This study presents the updated quantitative analysis of the value, scope and magnitude of world trade in counterfeit and pirated products, using the same GTRIC methodology as in the previous (OECD/EUIPO, 2016[1]) and (OECD/EUIPO, 2019[3]) reports. In 2019 international trade in counterfeit and pirated products amounted to as much as USD 464 billion. This figure excludes domestically produced and consumed counterfeit and pirated products, and pirated digital products distributed via the Internet. It represents up to 2.5% of world trade, compared with estimates of up to 3.3% of world trade in 2016 and 2.5% in 2013.
Given these sustained levels of counterfeit goods traded globally, the intensity of counterfeiting and piracy continuous to be a great risk, with significant potential for IP theft in a knowledge-based, open and globalised economy.
The quantitative analysis in this report confirms that fake products can be found in a large and growing number of industries. This includes common consumer goods (e.g. footwear, handbags, cosmetics and toys), business-to-business products (e.g. car spare parts and chemicals), IT goods (e.g. phones, chargers and batteries) and luxury items (e.g. fashion apparel or deluxe watches).
Importantly, many of these goods can pose big health, safety and environmental risks. Fake products such as dental equipment, pharmaceuticals or baby formulas are continuously being supplied to markets through multiple channels. Moreover, the degree of consumer deception is still the highest for these classes of products.
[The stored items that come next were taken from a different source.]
PR #2737, opened 2023-01-31
[C-1938] Remove tracks within collections when toggling off favorites

raymondjacobson:
### Description

When toggling off favorites download, we don't clear all the tracks that could have been downloaded within collections.
This makes that possible, but it's still very slow. Needs something like https://linear.app/audius/issue/C-1974/batch-cancel-downloads-instead-of-1-by-1 to make that better.

### Dragons

### How Has This Been Tested?

Before change:
Downloaded all faves => turned off downloads => some tracks remain downloaded inside collections

After change:
Downloaded all faves => turned off downloads => empty

### Feature Flags ###


dylanjeffers (approved):
yeah looks good. agreed that a single batchRemove would be swell, been thinking about it, and it seems like it would be hard with all the trackJson changes etc that need to happen per delete

PR #2738, opened 2023-01-31
[C-1937, C-1964] Add pagination to the mobile favorites screen and fix the title width for deleted track list items

Kyle-Shanks:
### Description
* Update mobile favorites page to use the sagas in common that were set up for pagination on web to allow for paginated requests
* Add spinner at the bottom when we are fetching more so that the user know that there are more tracks in the list
* Update the component that we have the layout change callback on to fix the deleted track text disappearing bug

### Dragons

This is a sizable update to how favorites are loaded to there is some risk of introducing weird errors states

### How Has This Been Tested?

Lots of manual testing

N/A

### Feature Flags ###

N/A

### DIFF
--- a/packages/mobile/src/components/track-list/TrackList.tsx
+++ b/packages/mobile/src/components/track-list/TrackList.tsx
@@ -125,13 +125,14 @@ export const TrackList = ({
   const renderTrack: FlatListProps<TrackMetadata>['renderItem'] = ({
     item,
     index
-  }) =>
-    renderDraggableTrack({
+  }) => {
+    return renderDraggableTrack({
       item,
       index,
       drag: () => {},
       isActive: false
     }) as ReactElement
+  }
 
   if (showSkeleton)
     return (
--- a/packages/mobile/src/components/track-list/TrackListItem.tsx
+++ b/packages/mobile/src/components/track-list/TrackListItem.tsx
@@ -222,11 +222,11 @@ export const TrackListItem = ({
         ) : null}
         {isReorderable && <IconDrag style={styles.dragIcon} />}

In terms of provenance, counterfeit and pirated goods originate from virtually all economies on all continents. While the scope of provenance economies is broad, seizure statistics show that most interceptions originate from a relatively concentrated set of provenance economies. In other words, some economies tend to dominate the global trade in counterfeit and pirated goods. The highest number of counterfeit shipments being seized originates from East Asia, with China and Hong Kong (China) ranking at the top.
We have also examined the complex routes through which counterfeit and pirated goods are traded, focusing on six main product types, which are particularly vulnerable to counterfeiting. These include such consumer goods as perfumery and cosmetics, footwear, clothing, jewellery and toys. Significantly, counterfeit goods in these sectors can often pose serious health and safety risks to unaware users.
The data reveals some general patterns. Overall, China emerges as the key producer of counterfeit goods in all product categories. Several East Asian economies – including India, Thailand and Malaysia – have been identified as important producers in some sectors, although their role is much less significant than China. Finally, Turkey appears to be a relatively important producer, especially for fake leather goods and cosmetics shipped to the EU.
The estimates indicate that the total trade in fakes destined to the EU amounted to as much as USD 134 billion (EUR 119 billion) in 2019. This number implies that as much as 5.8% of EU imports were counterfeit and pirated products. From the EU perspective, China is the major producer of counterfeit and pirated products across all categories analysed for the EU Common Market.
The COVID-19 pandemic has affected the trade in fake goods, and in most cases the crisis has aggravated the existing trends. A key development is the intense misuse of the online environment, as consumers in countries locked down have turned to online markets to fulfil their needs. This has resulted in massive growth of the online supply of all sorts of counterfeits. This sharp increase in fakes concerns not only medicines and PPE but many other goods, including watches, consumer goods and electrical machinery and electronics (e.g. kitchen appliances).
The quantitative analysis presented in this report is based primarily on a quantitative assessment using the tailored statistical methodologies developed and drawing on data from a large dataset from customs seizures of IP-infringing goods. The data refer to the pre-COVID-19 period, as the crisis has significantly changed the international context, and no final conclusions can be drawn at this stage.